Every line of the records below from the line with "MenuBar Mnemonics are ignored" up to and including the line with "I tested this" must be reproduced exactly, and no line outside that range.
--------------------------------------------------
Issue #350, opened 2016-08-23
MenuBar Mnemonics are ignored


jakob-erdmann:
When focus is set onto the RichtText area and a `MenuBar` is added to the same `Stage`, pressing ALT will cause the `MenuBar` to highlight the first element, yet hitting any mnemonic key will not trigger the event to open the menu.

The mnemonic is working when focus is on any other element, so it's not a problem with JavaFX menu mnemonics. Also I tried overriding the event handler for `onKeyTypedProperty` to not consume any event which did not change anything on the bugged behavior. So besides the text area printing keys when ALT key is hold down and thus not letting mnemonics kick in, the event is somewhere caught in the middle and thus not propagated to menu properly.

TomasMikula:
> The mnemonic is working when focus is on any other element

Can you confirm it works on `javafx.scene.control.TextArea`?

> Also I tried overriding the event handler for `onKeyTypedProperty`

Versions `0.7-*` use `addEventHandler` to register event handlers. Therefore, setting `onKeyTypedProperty` doesn't override anything. You could use `addEventFilter` to prevent handling (and consuming) a specific event type.

> So besides the text area printing keys when ALT key is hold down and thus not letting mnemonics kick in

I would say this is the correct behavior. <kbd>Alt</kbd>+<kbd>?</kbd> is a valid way of typing certain letters.

jakob-erdmann:
> Can you confirm it works on `javafx.scene.control.TextArea`?

Indeed i can, check out this code: https://gist.github.com/jakob-erdmann/be3eb9a658135f610ea971e983bde098

The upper area is a `TextArea` with <kbd>Alt</kbd>+<kbd>F</kbd> working to open the menu, the lower one is a `CodeArea` where <kbd>ALT</kbd>+<kbd>F</kbd> is printing an 'f' character.

> Versions 0.7-* use `addEventHandler` to register event handlers. Therefore, setting `onKeyTypedProperty` doesn't override anything. You could use `addEventFilter` to prevent handling (and consuming) a specific event type.

I tested this with version `0.6.10` as we saw this as your latest stable release. But even in version `0.7-M2` I am able to reproduce the described behavior.

> I would say this is the correct behavior. <kbd>Alt</kbd>+<kbd>?</kbd> is a valid way of typing certain letters.

I can agree on this as long as the combination should not be used for mnemonics or similar.

[...]

PR #365, opened 2016-09-22
Changed StyledTextAreaBehavior to not catch mnemonic combinations

ghost:
Fix for https://github.com/TomasMikula/RichTextFX/issues/350

On Unix systems Alt Gr will trigger neither Alt nor Ctrl to be pressed, on Windows it triggers both. As you want to let Alt Gr be a captured by `StyledTextArea` on Windows I changed the condition for it to let Alt be passed through and Alt Gr be captured. Although I still think that Alt Gr should also not be caught on Windows as it is not used to print characters there.

PS.: this is the private account of @jakob-erdmann

### DIFF
--- a/richtextfx/src/main/java/org/fxmisc/richtext/StyledTextAreaBehavior.java
+++ b/richtextfx/src/main/java/org/fxmisc/richtext/StyledTextAreaBehavior.java
@@ -153,9 +153,9 @@ class StyledTextAreaBehavior {
 
         Predicate<KeyEvent> noControlKeys = e ->
                 // filter out control keys
-                (!e.isControlDown() && !e.isMetaDown())
+                (!e.isControlDown() && !e.isMetaDown() && !e.isAltDown())
                 // except on Windows allow the Ctrl+Alt combination (produced by AltGr)
-                || (isWindows && !e.isMetaDown() && (!e.isControlDown() || e.isAltDown()));
+                || (isWindows && !e.isMetaDown() && e.isControlDown() == e.isAltDown());
 
         Predicate<KeyEvent> isChar = e ->
                 e.getCode().isLetterKey() ||
--- a/richtextfx/src/test/java/org/fxmisc/richtext/StyledTextAreaBehaviorTest.java
+++ b/richtextfx/src/test/java/org/fxmisc/richtext/StyledTextAreaBehaviorTest.java
@@ -1,0 +1,52 @@
+package org.fxmisc.richtext;
+
+import javafx.scene.input.KeyCode;
+import javafx.scene.input.KeyEvent;
+import org.junit.Assert;
+import org.junit.Test;
+import org.junit.runner.RunWith;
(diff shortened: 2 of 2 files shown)


TomasMikula:
Thanks, looks good! Although I don't see the Windows case (both Ctrl and Alt pressed) being tested by the test cases.

We should be able to test the behavior without instantiating a `StyledTextArea`. Creating `StyledTextAreaBehavior` should suffice.

> Although I still think that Alt Gr should also not be caught on Windows as it is not used to print characters there.

My thinking is that since it produces a `KEY_TYPED` event, the corresponding `KEY_PRESSED` event should be consumed. Am I misunderstanding something?

Deroin:
> We should be able to test the behavior without instantiating a `StyledTextArea`. Creating `StyledTextAreaBehavior `should suffice.
I think I had problems getting the event handled when only having the behavior. But I can double check and extend for Alt + Ctrl case.

> My thinking is that since it produces a `KEY_TYPED` event, the corresponding `KEY_PRESSED` event should be consumed. Am I misunderstanding something?
I don't know if the `KEY_PRESSED` is automatically consumed, but yes a `KEY_TYPED` event is thrown with those modifiers. On Windows only a bunch of keys are able to create new characters (e.g. @) by this. I guess when matching the typed key with the text property of the event we should be able to identify if this was used for printing a key or not. But anyway there are key combinations like CTRL + ALT + S should be usable by some menu actions in my opinion. I will also check on this tomorrow.

TomasMikula:
> I don't know if the `KEY_PRESSED` is automatically consumed

It is certainly not consumed automatically. That's why we are writing this code to consume it, and it is hard to determine when we should and when not.

Deroin:
Well basically you only want to consume the event when it is used to print a character. And from the event object you can take the text that would be printed. So if there is no text given it probably should not be consumed. Will check the exact behavior for Windows machines, on Linux I can confirm that the event holds this data.

TomasMikula:
> Well basically you only want to consume the event when it is used to print a character.

Exactly, that's what we are trying to determine: Does this key press produce a character input?

> And from the event object you can take the text that would be printed.

There are two methods, [`getCharacter()`](http://docs.oracle.com/javase/8/javafx/api/javafx/scene/input/KeyEvent.html#getCharacter--) and [`getText()`](http://docs.oracle.com/javase/8/javafx/api/javafx/scene/input/KeyEvent.html#getText--). `getCharacter()` is defined only for key typed events, `getText()` is only defined for key pressed and key released events. We are inspecting a `KEY_PRESSED` event, so we can use only the `getText()` method. However, the string returned from `getText()` is a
--------------------------------------------------
ANSWER TO THIS TASK:
MenuBar Mnemonics are ignored


jakob-erdmann:
When focus is set onto the RichtText area and a `MenuBar` is added to the same `Stage`, pressing ALT will cause the `MenuBar` to highlight the first element, yet hitting any mnemonic key will not trigger the event to open the menu.

The mnemonic is working when focus is on any other element, so it's not a problem with JavaFX menu mnemonics. Also I tried overriding the event handler for `onKeyTypedProperty` to not consume any event which did not change anything on the bugged behavior. So besides the text area printing keys when ALT key is hold down and thus not letting mnemonics kick in, the event is somewhere caught in the middle and thus not propagated to menu properly.

TomasMikula:
> The mnemonic is working when focus is on any other element

Can you confirm it works on `javafx.scene.control.TextArea`?

> Also I tried overriding the event handler for `onKeyTypedProperty`

Versions `0.7-*` use `addEventHandler` to register event handlers. Therefore, setting `onKeyTypedProperty` doesn't override anything. You could use `addEventFilter` to prevent handling (and consuming) a specific event type.

> So besides the text area printing keys when ALT key is hold down and thus not letting mnemonics kick in

I would say this is the correct behavior. <kbd>Alt</kbd>+<kbd>?</kbd> is a valid way of typing certain letters.

jakob-erdmann:
> Can you confirm it works on `javafx.scene.control.TextArea`?

Indeed i can, check out this code: https://gist.github.com/jakob-erdmann/be3eb9a658135f610ea971e983bde098

The upper area is a `TextArea` with <kbd>Alt</kbd>+<kbd>F</kbd> working to open the menu, the lower one is a `CodeArea` where <kbd>ALT</kbd>+<kbd>F</kbd> is printing an 'f' character.

> Versions 0.7-* use `addEventHandler` to register event handlers. Therefore, setting `onKeyTypedProperty` doesn't override anything. You could use `addEventFilter` to prevent handling (and consuming) a specific event type.

I tested this with version `0.6.10` as we saw this as your latest stable release. But even in version `0.7-M2` I am able to reproduce the described behavior.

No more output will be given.